FOURIER TRANSFORMS AND SPECTRAL APPROXIMATION IN MODERN MACHINE LEARNING

Summary

Spectral representations play a central role in modern machine learning, providing efficient tools for data representation, approximation, and computation. Fourier series and Fourier transforms provide a rigorous mathematical framework for decomposing functions and signals into their frequency components, thereby linking smoothness, convergence, and approximation accuracy to learning performance (Titchmarsh, 1948). In practical learning systems, data are finite and discretely sampled, making the Discrete Fourier Transform (DFT) and the Fast Fourier Transform (FFT) essential for scalable computation of spectral features, convolution operations, and numerical reconstructions (Cooley & Tukey, 1965). These methods underpin many signal-processing and neural network architectures used in contemporary applications.

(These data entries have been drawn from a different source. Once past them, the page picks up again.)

PR #613, opened 2021-12-14
plugins: reactive using charm tool (CRAFT-699)

sergiusens:


tests/test_parts.py
```diff
@@ -177,6 +177,117 @@ def test_invalid_properties(self):
...
+    def test_get_build_commands(self, tmp_path):
+        assert self._plugin.get_build_commands() == [
+            "rm -f charmcraft.yaml",
+            # exit on errors (code 200), warnings (code 100) allowed
+            'charm proof || test "$?" -ge 200 && exit 1',
+            f'mkdir -p "{tmp_path}/parts/foo/install"',
+            f'ln -sf . "{tmp_path}/parts/foo/install/fake-project"',
+            f'charm build -o "{tmp_path}/parts/foo/install" || test "$?" -ge 200 && exit 1',
+            f'rm -f "{tmp_path}/parts/foo/install/fake-project"',
+        ]
```
facundobatista, line 249: We need to test this better.

This is the core of the plugin, and the test is just an adapted "copy and paste" of above's strings. I'm not worried about current lines (they look fine... but again, they are untested), but this is not useful for future changes, in the sense that if I need to change something in these commands, I would just modify the real code and then "blindly" modify these lines accordingly.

Approximation theory further clarifies the expressive power of Fourier-based models, demonstrating their efficiency for smooth functions and motivating hybrid spectral–data-driven approaches (Trefethen, 2013). Recent machine-learning developments, such as random Fourier features, explicitly incorporate frequency-domain representations to scale kernel methods and improve generalization (Rahimi & Recht, 2007). This article presents a unified perspective on Fourier-based data processing, connecting classical Fourier series, discrete transforms, approximation theory, and modern machine-learning methods within a common spectral framework.